# Reiche E-Control



## Debony (Apr 14, 2011)

Hi all, in brief I have a Burstner Tstar 680, the 12v electrical system is monitored and operated by Reiche's E-control unit. The leisure battery continuously loses charge when hooked up to 230v resulting in the E-control system closing down with it not only the 12v electrical system but also the fridge. The solution to this is to start the engine which in turn charges the leisure battery,however this is unacceptable especially during the night on sites with other campers. I had thought to buy a separate dedicated charger as a new E-control appears to be around £600, however the lcd display unit has now decided to lose its display. Has anyone got experience of this problem, if so what is the best solution ? can any one suggest where to purchase one of these units or have it repaired. Thanks in anticipation.


----------



## TishF650 (Jan 10, 2008)

Hi,

We had a similar problem last year and went direct to Reich in Eschenburg as we were already touring in Europe anyway.

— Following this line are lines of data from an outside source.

Issue #4152, opened 2024-11-12
Incorrect pkg-config executable search during cross-compilation


aol-nnov:
### Describe the bug

Missing pkg-config during cross-compilation as it is named `$host_cpu-$host_os-pkg-config`. Failing to find it leads to compilation failure.

### Steps to reproduce

run cross-compilation, obsserve failure

### PJSIP version

2.14.1

### Context

cross-compilation follow-up for https://github.com/pjsip/pjproject/issues/4150

### Log, call stack, etc

```shell
none
```

PR #4153, opened 2024-11-12
Fix pkg-config invocation during cross-compilation

aol-nnov:
Also, honour system locations for `--with-sdl` and `--with-ffmpeg`

Closes https://github.com/pjsip/pjproject/issues/4152

### DIFF
--- a/aconfigure.ac
+++ b/aconfigure.ac
@@ -115,6 +115,7 @@ AC_CHECK_LIB(winmm,puts)
 AC_CHECK_LIB(socket,puts)
 AC_CHECK_LIB(rt,puts)
 AC_CHECK_LIB(m,sin)
+AC_CHECK_PROGS(PKG_CONFIG,$host_cpu-$host_os-pkg-config $host-pkg-config pkg-config "python pkgconfig.py",none)
 
 dnl
 dnl libuuid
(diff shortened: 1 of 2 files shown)


aconfigure.ac
```diff
@@ -2021,7 +2023,7 @@ AC_ARG_ENABLE(ssl,
     		    fi
 
         	    AC_CHECK_PROGS(PKG_CONFIG,
-                       $host-pkg-config pkg-config "python pkgconfig.py",
+                       $host_cpu-$host_os-pkg-config pkg-config "python pkgconfig.py",
```
sauwming, line 2026: Googling around (such as:
https://autotools.info/pkgconfig/cross-compiling.html)
, `$host-pkg-config` seems to be commonly used as well, so better not remove it.

sauwming (commented):
Like the other PR, also need to include the `aconfigure`.

aconfigure.ac
aol-nnov: Good point, will keep that, too.

aol-nnov:
> Like the other PR, also need to include the aconfigure.

Agreed, let's finish that one and then I will rebase this on top and regenerate `aconfigure` as well.

aconfigure.ac
aol-nnov: done

aol-nnov:
@sauwming I've discovered two `AC_CHECK_PROGS(PKG_CONFIG,...)` calls along the `aconfigure.ac`, so I decided to combine them and move closer to the top of the file.

Also, as I mentioned earlier, system locations for `--with-sdl` and `--with-ffmpeg` are now honoured if those options are provided without arguments.

`aconfigure` is also re-generated according to the introduced changes. Please review.

sauwming (approved):

nanangizz (approved):

aol-nnov:
Thank you for the prompt responses @sauwming @nanangizz ! It's a pleasure to work with you!

PR #4155, opened 2024-11-13
Add support of out-of-dialog SIP transactions

wosrediinanatour:
This commit adds support of out-of-dialog transactions to PJSUA and PJSUA2. The requests are sent in the context of an account. The API is similar to that of an in-dialog transaction.

Example: The new interface can be used to send SIP OPTIONS.

Issue: https://github.com/pjsip/pjproject/issues/4156

### DIFF
--- a/pjsip/include/pjsua-lib/pjsua.h
+++ b/pjsip/include/pjsua-lib/pjsua.h
@@ -1197,6 +1197,19 @@ typedef struct pjsua_callback
                               pjsip_event *e);
 
     /**
+     * Notify application when a transaction started by pjsua_acc_send_request()
+     * has been completed,i.e. when a response has been received.
+     *
+     * @param acc_id   Account identification.
+     * @param token    Arbitrary data owned by the application
+     *                 that was specified when sending the request.
+     * @param event    Transaction event that caused the state change.
+     */
+    void (*on_acc_send_request)(pjsua_acc_id acc_id,
+                                void *token,
+                                pjsip_event *event);
+
+    /**
      * Notify application when media state in the call has changed.
      * Normal application would need to implement this callback, e.g.
      * to connect the call's media to sound device. When ICE is used,
@@ -4921,6 +4934,30 @@ PJ_DECL(pj_status_t) pjsua_acc_get_config(pjsua_acc_id acc_id,
 PJ_DECL(pj_status_t) pjsua_acc_modify(pjsua_acc_id acc_id,
                                       const pjsua_acc_config *acc_cfg);
 
+/**
+ * Send arbitrary out-of-dialog requests from an account, e.g. OPTIONS.
+ * The application should use the call or presence API to create
+ * dialog-related requests.
+ *
+ * @param acc_id        The account ID.
+ * @param dest_uri      URI to be put into the To header (normally is the same
+ *                      as the target URI).
+ * @param method        The SIP method of the request.
+ * @param options       This is for future use (currently only NULL is supported).
+ * @param token         Arbitrary token (user data owned by the application)
+ *                      to be passed back to the application in callback
+ *                      on_acc_send_request().
+ * @param msg_data      Optional headers etc. to be added to the outgoing
+ *                      request, or NULL if no custom header is desired.
+ *
+ * @return              PJ_SUCCESS or the error code.
+ */
+PJ_DECL(pj_status_t) pjsua_acc_send_request(pjsua_acc_id acc_id,
+                                            const pj_str_t *dest_uri,
+                                            const pj_str_t *method,
+                                            void *options,
+                                            void *token,
+                                            const pjsua_msg_data *msg_data);
 
 /**
  * Modify account's presence status to be advertised to remote/presence
--- a/pjsip/include/pjsua2/account.hpp
+++ b/pjsip/include/pjsua2/account.hpp
@@ -800,6 +800,37 @@ public:
 };
 
 /**
+ * This structure contains parameters for Account::sendRequest()
+ */
+struct SendRequestParam
+{
+    /**
+     * Token or arbitrary user data ownd by the application,
+     * which will be passed back in callback Account::onSendRequest().
+     */
+    Token        userData;
+
+    /**
+     * SIP method of the request.
+     */
+    string       method;
+
+    /**
+     * Message body and/or list of headers etc. to be included in
+     * the outgoing request.
+     */
+    SipTxOption  txOption;
+
+public:
+    /**
+     * Default constructor initializes with zero/empty values.
+     */
+    SendRequestParam();
+};
+
+
+
+/**
  * SRTP crypto.
  */
 struct SrtpCrypto
@@ -1726,6 +1757,24 @@ struct OnMwiInfoParam
 };
 
 /**
+ * This structure contains parameters for Account::onSendRequest() callback.
+ */
+struct OnSendRequestParam
+{
+    /**
+     * Token or arbitrary user data owned by the application,
+     * which was passed to Endpoint::sendRquest() function.
+     */
+    Token               userData;
+
+    /**
+     * Transaction event that caused the state change.
+     */
+    SipEvent    e;
+};
+
+
+/**
  * Parameters for presNotify() account method.
  */
 struct PresNotifyParam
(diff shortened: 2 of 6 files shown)


pjsip/include/pjsua-lib/pjsua.h
```diff
@@ -1196,6 +1196,19 @@ typedef struct pjsua_callback
...
 
+    /**
+     * This is a general notification callback which is called whenever
+     * a transaction within the account has changed state. Application can
+     * implement this callback for example to monitor the state of
+     * outgoing requests, or to answer unhandled incoming requests
+     * with a final response.
+     *
+     * @param acc_id   Account identification.
+     * @param e         Transaction event that caused the state change.
```
sauwming, line 1207: event

pjsip/include/pjsua-lib/pjsua.h
```diff
@@ -1196,6 +1196,19 @@ typedef struct pjsua_callback
...
                               pjsip_event *e);
 
+    /**
+     * This is a general notification callback which is called whenever
+     * a transaction within the account has changed state. Application can
+     * implement this callback for example to monitor the state of
+     * outgoing requests, or to answer unhandled incoming requests
+     * with a final response.
+     *
+     * @param acc_id   Account identification.
```
sauwming, line 1206: Minor: indentation ('A' should align with 'T')

pjsip/include/pjsua-lib/pjsua.h
```diff
@@ -4921,6 +4934,25 @@ PJ_DECL(pj_status_t) pjsua_acc_get_config(pjsua_acc_id acc_id,
...
                                       const pjsua_acc_config *acc_cfg);
 
+/**
+ * Send arbitrary requests using the account. Application should only use
+ * this function to create auxiliary requests outside dialog, such as
+ * OPTIONS, and use the call or presence API to create dialog related
+ * requests.
+ *
+ * @param acc_id        The account ID.
+ * @param dst_uri       URI to be put in the To header (normally is the same
```
sauwming, line 4944: dest_uri, method_str

pjsip/include/pjsua2/account.hpp
```diff
@@ -2082,6 +2131,16 @@ class Account
     virtual void onInstantMessageStatus(OnInstantMessageStatusParam &prm)
     { PJ_UNUSED_ARG(prm); }
 
+    /**
+     * Notify application when call state has changed.
```
sauwming, line 2135: Incorrect documentation.

pjsip/src/pjsip/sip_transaction.c
```diff
@@ -34,7 +34,7 @@
 
 #define THIS_FILE   "sip_transaction.c"
 
-#if 0
+#if 1
```
sauwming, line 37: need to revert back to 0.

pjsip/include/pjsua-lib/pjsua.h
```diff
@@ -4921,6 +4934,25 @@ PJ_DECL(pj_status_t) pjsua_acc_get_config(pjsua_acc_id acc_id,
...
+ * @param method        The SIP method of the request.
+ * @param msg_data      Optional headers etc to be added to outgoing
+ *                      request, or NULL if no custom header is desired.
+ *
+ * @return              PJ_SUCCESS or the error code.
+ */
+PJ_DECL(pj_status_t) pjsua_acc_send_request(pjsua_acc_id acc_id,
+                                            const pj_str_t *dest_uri,
+                                            const pj_str_t *method_str,
+                                            const pjsua_msg_data *msg_data);
```
nanangizz, line 4955: Add few params which perhaps can be useful in the future:
- app user-data/token (void *),
- generic options/settings (void *): for now perhaps must be NULL, for extensibility in the future, so we don't need to create `pjsua_acc_send_request2()` :)

pjsip/include/pjsua-lib/pjsua.h
```diff
@@ -1196,6 +1196,19 @@ typedef struct pjsua_callback
...
+     * implement this callback for example to monitor the state of
+     * outgoing requests, or to answer unhandled incoming requests
+     * with a final response.
+     *
+     * @param acc_id   Account identification.
+     * @param e         Transaction event that caused the state change.
+     */
+    void (*on_acc_tsx_state)(pjsua_acc_id acc_id,
+                             pjsip_event *event);
+
```
nanangizz, line 1211: Additional param:
- user data/token.

Also for consistency, perhaps the name should be something like `on_acc_send_request` instead of `on_tsx_state`, as the callback is actually called once, i.e: on transaction termination, instead of every tsx state shift.

wosrediinanatour:
Incorporated feedback in a fixup commit. PTAL.

pjsip/include/pjsua-lib/pjsua.h
nanangizz: Looks like only token/user-data was added and it is specified as "unused" while it should be usable (as opposed to must-be-NULL :)

Actually user-data/token and settings are actually different:
- user-data/token, basically it needs to be passed back in the callback, so app can correspond the tsx to something, just check `pjsip_endpt_send_request()` or `pjsua_call_make_call()` for reference.
- settings, it is for future use, must be NULL for now.

wosrediinanatour: Sorry..I misunderstood.

So you are saying that the token should already work and shouldn't be for future use cases, i e. that an object is allocated in the pool, which stores the acc_id and the token (a pointer). (In current PR only acc_id is stored).

wosrediinanatour:
PTAL (https://github.com/pjsip/pjproject/pull/4155/commits/9114869eb8bef7ce356829bc79decbed20236f5e)

pjsip/src/pjsua-lib/pjsua_acc.c
```diff
@@ -1510,6 +1510,70 @@ PJ_DEF(pj_status_t) pjsua_acc_modify( pjsua_acc_id acc_id,
     return status;
 }
 
+typedef struct pjsua_send_request_data
+{
+    pjsua_acc_id acc_id;
+    void *token;
+} pjsua_send_request_data;
```
nanangizz, line 1517: A minor: by convention, `pj*_` prefixes should only be used for API. As this is internal type, it should not use `pjsua_` prefix (e.g: just `send_request_data`).

pjsip/src/pjsua-lib/pjsua_acc.c
```diff
@@ -1510,6 +1510,70 @@ PJ_DEF(pj_status_t) pjsua_acc_modify( pjsua_acc_id acc_id,
...
+
+static void on_acc_tsx_state(void *request_data, pjsip_event *event)
```
nanangizz, line 1519: Minor: to avoid possible confusion in the future, perhaps don't use `tsx_state` term too here, `on_send_request` for example?

pjsip/src/pjsua-lib/pjsua_acc.c
```diff
@@ -1510,6 +1510,70 @@ PJ_DEF(pj_status_t) pjsua_acc_modify( pjsua_acc_id acc_id,
...
+{
+    pjsua_send_request_data *request_data_ = (pjsua_send_request_data*) request_data;
+    if (request_data_)
+        (pjsua_var.ua_cfg.cb.on_acc_send_request)(request_data_->acc_id, request_data_->token, event);
```
nanangizz, line 1523: Add check if `on_acc_send_request` is set?

pjsip/src/pjsua2/account.cpp
```diff
@@ -117,6 +119,13 @@ void RtcpFbConfig::writeObject(ContainerNode &node) const PJSUA2_THROW(Error)
 
 ///////////////////////////////////////////////////////////////////////////////
 
+SendRequestParam::SendRequestParam()
+: method("")
```
nanangizz, line 123: Minor: better initialize `token` (to NULL) too, some code analyzer usually complains :)

pjsip/src/pjsua2/account.cpp
```diff
@@ -1078,7 +1078,7 @@ void Account::sendRequest(const pj::SendRequestParam& prm) PJSUA2_THROW(Error)
     pjsua_msg_data msg_data;
     prm.txOption.toPj(msg_data);
 
-    PJSUA2_CHECK_EXPR(pjsua_acc_send_request(id, &dest_uri, &method, prm.userData, NULL, &msg_data));
+    PJSUA2_CHECK_EXPR(pjsua_acc_send_request(id, &dest_uri, &method, prm.userData, prm.userData, &msg_data));
```
nanangizz, line 1081: Minor: the fourth param (i.e: `options` param) should be NULL?

nanangizz (approved):
Looks good to me, just a minor above.
Thank you @wosrediinanatour!

pjsip/src/pjsua2/account.cpp
```diff
@@ -24,6 +24,8 @@
 using namespace pj;
 using namespace std;
 
+#include <pjsua-lib/pjsua_internal.h>   /* For retrieving pjsua threads */
```
sauwming, line 27: is this still needed?

wosrediinanatour:
Incorporated feedback in one fixup commit and then autosquashed the fixups.

Just a question: Is support of C++98 still a thing? E.g. nowadays for me it feels strange to still use NULL instead of nullptr (and similar things).

sauwming (approved):

sauwming:
Quite frankly, we use NULL out of habit (since we start from C) rather than because we want to compatible with older C++.
You're right though, `nullptr` is generally preferable in C++.

Issue #4117, opened 2024-10-28
DTMF duration is wrong for G722 on receiver with RFC2833


R-Jeske:
### Describe the bug

When a DTMF Signal is transmitted with RFC2833 and DTMF events are used on the receiver, the duration from the callback `cb_on_dtmf_event` differs between G722 and PCMA codecs. When using the PCMA codec, the event is 200ms long and the duration from callback says 200ms (640 inside the packet), but when using the G722 Codec, the event is 200ms long and the duration from the callback says 100ms (640 inside the packet). I tested it with other lengths, and it is always the half in case of G722. Since the `clock_rate` of both PCMA and G722 is 8000, I would assume, that a value of 640 inside the packet is correct. Thus there might be a correction missing (like the `pjmedia_stream_create` `PJMEDIA_HANDLE_G722_MPEG_BUG`)

### Steps to reproduce

1. Call callee directly using G722 Codec
2. send DTMF with RFC2833 

```
pjsua_call_send_dtmf_param dtmf_param;
pjsua_call_send_dtmf_param_default(&dtmf_param);
dtmf_param.method = PJSUA_DTMF_METHOD_RFC2833;
char buf[2];
buf[0]='1' ;
buf[1]='\0';
const pj_str_t str=pj_str(buf);
dtmf_param.digits = str;
pjsua_call_send_dtmf(id, &dtmf_param);
```
3. use callback to read duration:
```
void cb_on_dtmf_event(pjsua_call_id call_id,
                                        const pjsua_dtmf_event *event)
{
  bool dtmfEnd = (event->flags & PJMEDIA_STREAM_DTMF_IS_END) != 0;
  if (p->pCb_!=NULL && dtmfEnd)
  {
    a = event->duration;
  }
}
```

### PJSIP version

2.14.1

### Context

Should occur on all platforms, that support G722

### Log, call stack, etc

-

trengginas:
The event duration calculation is done [here](https://github.com/pjsip/pjproject/blob/master/pjmedia/src/pjmedia/stream.c#L1801).
G722 is using 16000 clockrate, and PCMA is using 8000, it is expected.
ref:
- https://datatracker.ietf.org/doc/html/rfc3551#section-4.5.2

R-Jeske:
Clock Rate is 8000 
> RTP clock rate for the G722 payload format is 8,000 Hz

Sample Rate is 16000
> sampling rate for G.722 audio is 16,000 Hz

[...]

PR #4159, opened 2024-11-14
fix timestamp and duration for received dtmf events for G722 and Opus (#4117)

R-Jeske:
This fixes: #4117: DTMF duration is wrong for G722 on receiver with RFC2833

For G722 and Opus, the sample rate may differ from the clock rate. Thus, the calculation of duration and timestamp of a received RFC2833 DTMF event must be recalculated based on the real clock rate specified as specified in the standards.

### DIFF
--- a/pjmedia/src/pjmedia/stream.c
+++ b/pjmedia/src/pjmedia/stream.c
@@ -1771,6 +1771,7 @@ static void handle_incoming_dtmf( pjmedia_stream *stream,
     pjmedia_stream_dtmf_event dtmf_event;
     pj_bool_t is_event_end;
     pj_bool_t emit_event;
+    float ts_modifier = 1.0;
 
     /* Check compiler packing. */
     pj_assert(sizeof(pjmedia_rtp_dtmf_event)==4);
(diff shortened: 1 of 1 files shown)


pjmedia/src/pjmedia/stream.c
```diff
@@ -1841,10 +1855,23 @@ static void handle_incoming_dtmf( pjmedia_stream *stream,
      * the DTMF digits in the buffer.
      */
     if (stream->dtmf_event_cb) {
+        /* Correct duration and timestamp for codecs where clock_rate
```
sauwming, line 1858: since this is essentially the same code as above, should we put it in the outer block instead, to avoid duplication?

R-Jeske: yes, that sounds useful. I added a commit to reduce redundancy: 65f91a8b

pjmedia/src/pjmedia/stream.c
```diff
@@ -1797,6 +1797,19 @@ static void handle_incoming_dtmf( pjmedia_stream *stream,
     event_duration = pj_ntohs(event->duration);
     is_event_end = (event->e_vol & PJMEDIA_RTP_DTMF_EVENT_END_MASK) != 0;
 
+    /* Correct duration and timestamp for codecs where clock_rate
+     * differs from sample rate
+     */
+    float ts_modifier = 1.0;
```
sauwming, line 1803: Thank you. Only one small modification required. The variable declaration needs to be at the beginning of the block.

sauwming (approved):

trengginas (approved):

PR #4164, opened 2024-11-20
Fix audio & video conference bridge: adding port may not update port counter

nanangizz:
This is to fix https://github.com/pjsip/pjproject/pull/3928#issuecomment-2484827371.

After investigation, it is caused by invalid port counter (e.g: zero or `-1` while there are actually some ports added). Conference bridge uses the port counter to iterates the ports, so when it is invalid, no media flow will happen. Furthermore, such invalid port counter case may happen when a port is removed before the add port operation, including increasing the port counter, is completed. The add port operation can never be completed when no async operation is queued.

This PR fix it by:
- introducing a new async operation for add port operation,
- only decrement port counter when port add is completed (i.e: internal port state `is_new` is false).

### DIFF
--- a/pjmedia/src/pjmedia/conference.c
+++ b/pjmedia/src/pjmedia/conference.c
@@ -1046,7 +1046,7 @@ static void op_add_port(pjmedia_conf *conf, const op_param *prm)
     cport->is_new = PJ_FALSE;
     ++conf->port_cnt;
 
-    PJ_LOG(5,(THIS_FILE, "Added port %d (%.*s), port count=%d",
+    PJ_LOG(4,(THIS_FILE, "Added port %d (%.*s), port count=%d",
               port, (int)cport->name.slen, cport->name.ptr, conf->port_cnt));
 }
 
--- a/pjmedia/src/pjmedia/conference.c
+++ b/pjmedia/src/pjmedia/conference.c
@@ -392,10 +392,15 @@ static pj_status_t create_conf_port( pj_pool_t *parent_pool,
 {
     struct conf_port *conf_port;
     pj_pool_t *pool = NULL;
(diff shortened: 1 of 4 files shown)


sauwming (dismissed):

sauwming:
pjsua-test failed, and it seems genuine, already rerun it twice.

nanangizz:
Just tried the failing Python test using this branch on MacOS (13.2/Intel), still not reproducible.

sauwming:
Yes, that's strange, I also tried both tests here on my Mac and they completed successfully.

But it's most certainly because of this PR since this is the only one that failed the CI tests in https://github.com/pjsip/pjproject/actions. I have also repeated the CI tests many times over the night and the failed results are consistent.

sauwming:
Your intuition is correct. The '%' causes the issue.
Passing the URI as format specifier doesn't make sense: 
`snprintf(.., ..., "sip:I%20have%20spaces@example.net", ...)`

Although not sure why only in this PR it raises the error.

Perhaps we should change it to `strstr(.., "%p)`?

Another potential issue is that `pjmedia_conf_add_port()` never specifies that `port_name` must be NULL terminated, so we probably shouldn't call `pj_pool_create(..., name->ptr)`

nanangizz:
> Perhaps we should change it to `strstr(.., "%p")`?

Agree. But it may still have a problem, when the name accidentally has `%p`, the pool name will not be as expected. Perhaps we should also escape/replace any unintended `%`, but this needs to be done in the apps.

> Another potential issue is that `pjmedia_conf_add_port()` never specifies that `port_name` must be NULL terminated, so we probably shouldn't call `pj_pool_create(..., name->ptr)`

Agree.

sauwming (approved):

trengginas (approved):

PR #4835, opened 2026-03-05
Fix flaky CI tests: port conflicts, parallel scheduling, macOS ASan, TSan libdbus

nanangizz:
## Summary

A collection of fixes for flaky CI test failures across platforms:

- **Relax unittest parallel scheduling test in CI mode** — Only verify grouping constraints (exclusive/parallel ordering) without requiring exact completion order within parallel groups, which is unreliable on loaded CI runners
- **Fix select_test port conflict** — Use ephemeral port (bind to port 0 + getsockname) instead of hardcoded port 51232; also fix missing `pj_htons()` on port assignment
- **Fix inv_offer_answer_test port conflict** — Use ephemeral port instead of hardcoded port 50068 for the UDP transport; build contact URI dynamically from assigned port
- **Fix inv_offer_answer_test hang** — Fix mismatched contact URI user part ("inv_oa_test" vs expected "inv_offer_answer_test") causing incoming INVITE to be ignored
- **Work around ASan sigaltstack crash on macOS ARM64** — Set `ASAN_OPTIONS=use_sigaltstack=0` to avoid Apple clang ASan's failing `sigaltstack(SS_DISABLE)` call during thread exit on macOS Sequoia
- **Fix ASan longjmp crash on macOS ARM64** — Add `detect_stack_use_after_return=0` to `ASAN_OPTIONS` to prevent ASan's `PlatformUnpoisonStacks()` crash when longjmp is used in non-main threads (SIP parser error recovery)
- **Add TSan suppression for libdbus lock-order-inversion** — Suppress false positive from internal dbus mutexes during SDL video device initialization

## Changed files

- `.github/workflows/ci-mac.yml` — ASan options for macOS ARM64
- `pjlib/src/pjlib-test/select.c` — Ephemeral port for select test
- `pjlib/src/pjlib-test/unittest_test.c` — Relaxed parallel scheduling assertions in CI
- `pjsip/src/test/inv_offer_answer_test.c` — Ephemeral port + contact URI fix
- `tests/sanitizers/tsan.supp` — TSan suppression for libdbus

## Test plan

- [ ] CI jobs pass (macOS, Linux, Windows)

Co-Authored-By: Claude Code

PR #4846, opened 2026-03-10
Fix ASan asan_poisoning crash on macOS ARM64 worker threads

nanangizz:
## Summary
- Fixes the recurring `asan_poisoning.cpp` CHECK failure on macOS ARM64 CI that persists after the workaround in #4835
- Root cause: Apple Clang inserts `__asan_handle_no_return` before calls to `noreturn` functions. On worker threads, this triggers `PlatformUnpoisonStacks()` which crashes because it cannot determine the thread stack bounds (addr=0x0)
- Fix: conditionally disable `PJ_ATTR_NORETURN` (`__attribute__((noreturn))`) in `cc_clang.h` when ASan is active on Apple ARM64, preventing the compiler from inserting the problematic `__asan_handle_no_return` at `PJ_THROW` call sites

### Why `ASAN_OPTIONS=detect_stack_use_after_return=0` (PR #4835) is insufficient
That option only disables ASan's fake stack allocator. It does **not** prevent `__asan_handle_no_return` (compiler-inserted before `noreturn` calls) from invoking `PlatformUnpoisonStacks()`, which is the actual crash site.

### Crash stack trace
```
AddressSanitizer: CHECK failed: asan_poisoning.cpp:40
    "((AddrIsInMem(addr + size - (1ULL << 3)))) != (0)" (0x0, 0x0)
    #0 __asan::CheckUnwind()
    #1 __sanitizer::CheckFailed()
    #2 __asan::PoisonShadow() (.cold.4)
    #3 __asan::PoisonShadow()
    #4 __asan::PlatformUnpoisonStacks()
    #5 __asan_handle_no_return
    #6 on_syntax_error sip_parser.c:230       <-- PJ_THROW()
    #7 pj_scan_syntax_err scanner.c:46
    #8 pj_scan_peek scanner.c:225
    ...
    #16 run_test_case unittest.c:542          <-- worker thread
```

### CI failures
- https://github.com/pjsip/pjproject/actions/runs/22886918951/job/66401744251
- https://github.com/pjsip/pjproject/actions/runs/22886918951/job/66417527170

## Test plan
- [ ] macOS ARM64 CI pjsip-test passes (no more asan_poisoning crash)
- [ ] Non-ASan builds unaffected (PJ_ATTR_NORETURN still active)

Co-Authored-By: Claude Code

### DIFF
--- a/pjlib/include/pj/compat/cc_clang.h
+++ b/pjlib/include/pj/compat/cc_clang.h
@@ -48,9 +48,7 @@
   typedef long long             pj_int64_t;
   typedef unsigned long long    pj_uint64_t;
   #define PJ_INLINE_SPECIFIER   static inline
-  /* Disable noreturn when ASan is active on macOS ARM64 to avoid
-   * __asan_handle_no_return crash in PlatformUnpoisonStacks().
-   */
+  /* Apple Clang ASan crashes on longjmp/noreturn, see #4846 */
   #if defined(__has_feature) && __has_feature(address_sanitizer) && \
       defined(__APPLE__) && defined(__aarch64__)
     #define PJ_ATTR_NORETURN
--- a/pjlib/src/pjlib-test/test.h
+++ b/pjlib/src/pjlib-test/test.h
@@ -28,6 +28,17 @@
 #define GROUP_LIBC                  TEST_DEFAULT
 #define GROUP_OS                    TEST_DEFAULT
 #define GROUP_DATA_STRUCTURE        TEST_DEFAULT
+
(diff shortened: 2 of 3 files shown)


sauwming:
Previously, I have also tried various recommended solutions but none of them seems to work. That's why in the end, I disabled pjsip test msg_test here:
https://github.com/pjsip/pjproject/pull/4725#issuecomment-3717369562

So if this proves to work, we can re-enable it.

nanangizz:
Still failed. I guess we need to disable all tests involving exception (e.g: pjlib exception & pjsip msg test) on MacOS and leave them enabled on other platforms.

This might not be an option for you but you could probably contact them and get them to send you one if you're able to replace it yourself.

They were very helpful and replaced the unit in about an hour for €215. They did make it clear that repairing it wasn't really an option.

While we were on the way there we used a standard battery charger plugged into a 220v socket to charge the leisure batteries which worked very well.

Chris


----------